Actually, changing the line from "You should have reached out to me" to "Maybe you should have reached out more" is quite insane.
You're telling me they wanted to make it less obvious?
Because we only learn in the last episode of Season 4 that Mike was reaching out the whole time.
Meaning, the original scripted line "You should have reached out to me" implies that, perhaps...
Will didn't reach out at all.
Meaning Mike genuinely did feel like he lost Will.
(It also makes the line "That's because she's my girlfriend, Will" less acerbic because, from Mike's perspective, maybe that is the reason why Will didn't reach out as much. Since they're "friends," not boyfriends. How would he know what is acceptable behavior in this situation for two (best) friends? We can assume this is the first time a childhood friend of his has moved away.)
So, when Will says this—a line that didn't really make much sense to me the first time I watched the scene, THIS is what he's referring to. That not reaching out to Mike that we didn't directly witness on camera.
But, by doing that, he was, in fact, pushing Mike away. And he's aware of it.
It seems then that Will didn't first try to rip off the bandaid in the van.
He tried to do it after he moved, and he clearly had a change of "heart," which is why he was acting "weird." He was going back and forth.
Like, I know we already knew this, but it is nice to add another point to the "Mike doesn't think Will likes him back" narrative.
And, beyond that, it actually makes complete sense why Will pushed Mike away, even if it doesn't make sense to Mike himself. In the same way that Mike's actions don't make sense to Will, but they definitely do to the audience. (This is simply dramatic irony done well.)
Mike essentially tells Will that they are not going to end up together in his basement the rest of their lives (this symbolizes their intimate relationship), and that this is directly because of his relationship with El ("girlfriends," the reason things have changed from what they were, a previously very intimate connection).
Mike and El then break up, and Will and Mike's relationship grows close again.

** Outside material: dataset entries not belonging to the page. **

PR #2760, opened 2017-11-03
Feature/improve pfcmd import node

julsemaan:
# Description
Improve the features of pfcmd node import so its more in line with the ones available in the admin

# Impacts
pfcmd import nodes

# Delete branch after merge
YES

# NEWS file entries
## Enhancements
* Improved the features of pfcmd node import so its more in line with the ones available in the admin

### DIFF
--- a/html/pfappserver/lib/pfappserver/Model/Node.pm
+++ b/html/pfappserver/lib/pfappserver/Model/Node.pm
@@ -39,6 +39,7 @@ use pf::config::util;
 use pf::violation;
 use pf::SwitchFactory;
 use pf::Connection;
+use Text::CSV;
 
 =head1 METHODS
 
--- a/html/pfappserver/lib/pfappserver/Model/Node.pm
+++ b/html/pfappserver/lib/pfappserver/Model/Node.pm
@@ -411,6 +411,7 @@ sub importCSV {
         else {
             $logger->debug("Modify already registered MAC $mac ($pid)");
             $result = node_modify($mac, %data);
+            node_update_last_seen($mac);
         }
         if ($result) {
             $count++;
--- a/html/pfappserver/lib/pfappserver/Model/Node.pm
+++ b/html/pfappserver/lib/pfappserver/Model/Node.pm
@@ -312,6 +312,7 @@ sub importCSV {
     my $default_node_pid = $data->{default_pid};
     my $default_category_id = $data->{default_category_id};
     my $default_voip = $data->{default_voip};
+    my $default_unregdate = $data->{default_unregdate};
 
     $logger->debug("CSV file import nodes from $tmpfilename ($filename, \"$delimiter\")");
 
@@ -380,7 +381,7 @@ sub importCSV {
            'pid'         => $pid,
            'category'    => $index{'category'}  ? $row->[$index{'category'}]  : undef,
            'category_id' => $index{'category'}  ? undef                       : $default_category_id,
-           'unregdate'   => $index{'unregdate'} ? $row->[$index{'unregdate'}] : undef,
+           'unregdate'   => $index{'unregdate'} ? $row->[$index{'unregdate'}] : $default_unregdate,
            'voip'        => $index{'voip'}      ? $row->[$index{'voip'}]      : $default_voip,
            'notes'       => $index{'notes'}     ? $row->[$index{'notes'}]     : undef,
           );
--- a/html/pfappserver/lib/pfappserver/Model/Node.pm
+++ b/html/pfappserver/lib/pfappserver/Model/Node.pm
@@ -302,11 +302,11 @@ See pf::import::nodes
 =cut
 
 sub importCSV {
-    my ($self, $data, $user, $allowed_roles) = @_;
+    my ($self, $file, $data, $user, $allowed_roles) = @_;
     my $logger = get_logger();
     my ($status, $message);
-    my $filename = $data->{nodes_file}->filename;
-    my $tmpfilename = $data->{nodes_file}->tempname;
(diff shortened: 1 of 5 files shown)


julsemaan:
@jrouzierinverse 

Any comments on that one ? Or will it be good for merging by Friday ?

html/pfappserver/lib/pfappserver/Model/Node.pm
```diff
@@ -302,16 +303,16 @@ See pf::import::nodes
 =cut
 
 sub importCSV {
```
jrouzierinverse, line 306: The importCSV logic should be moved to pf::import::nodes to improve code sharing.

They have a very flirty moment at the end of Season 3 in which Will promises his commitment to Mike (DnD is a stand-in for this), and Mike visibly blushes. They hug goodbye, and Will cries.
Will then finds out after all of this that Mike and El are back together again—and he can do nothing about it.
So, he just lost Mike even worse than he had the previous summer, after getting his hopes dashed once more. (He loses him once again to El, and he loses him to the move. This represents a very slow death to their relationship, a "slow-motion breakup," if you will, that is referenced with Jancy who is going through the same thing. Will therefore considers ripping off the bandaid completely, but goes back and forth on his commitment to the idea.)
If you're not convinced that this is possible, consider this:
Will doesn't actually rip the bandaid off in the van scene either, even if that is the scene in which the idea is insinuated. He actually started the scene with hope and optimism. His intention shifted when he heard Mike speak poorly of himself.
He is also shown visibly yearning in the pizza parlor.
So, when did he likely rip it off?
But that is not true, either, based on the events of the fifth season.
So, what can we gather from all this?
Will has tried to rip the bandaid off and failed each time. And the reason he has failed each time has been because of something Mike has done to restore his hope.
Well, if Will has tried to get over his best friend by "ripping off the bandaid" and failed repeatedly... So has Mike.
The Snowball, the rain fight scene, the Rinkomania argument, his monologue. Each an instance in which we see Mike try over and over again to shove his feelings down and move on fron Will with El, but he keeps going back each time, regretful, after Will rekindles hope. (Hell, even the script for him kissing El the first time in Season 1 frames his perspective as "there, I did it!" A lot like ripping a bandaid off.)
"I guess I did. I really did." / "Not possible." / "We used to be best friends." / "You're the heart." / *saves his life*
it is obvious that the writers wanted to emphasize the fear they both have of being honest about their feelings. Make it something big.
This is the misunderstanding trope on slow burn steroids, and I am here for it.
All this to say, the reason Mike and Will can't get over each other is because they both keep giving each other reasons not to. It is a back and forth that they are both responsible for.
Moments after Will "accepted himself" regardless of the possibility of Mike not returning his feelings:
(Mike Wheeler, I don't know if you should stand up or sit down.)
Now. The Duffers have said the ending they wrote felt "inevitable." And that makes sense.
If neither one of these characters are going to stop giving the other more and more and increasingly more reason to hope, eventually, that hope becomes realized. It becomes a reality.
And they are not going to suddenly stop this pattern of giving the other hope this late into the series, when the hope is amplifying the hope, again and again. It is accruing like a snowball, getting bigger and bigger. It compounds.
In the wise words of Hairspray, "You can't stop an avalanche as it races down the hill."
And that is the whole point! The writers are not stopping what they started, and it cannot stop at this point. There is a mutual misunderstanding-feedback loop getting stronger, like a signal that eventually reaches.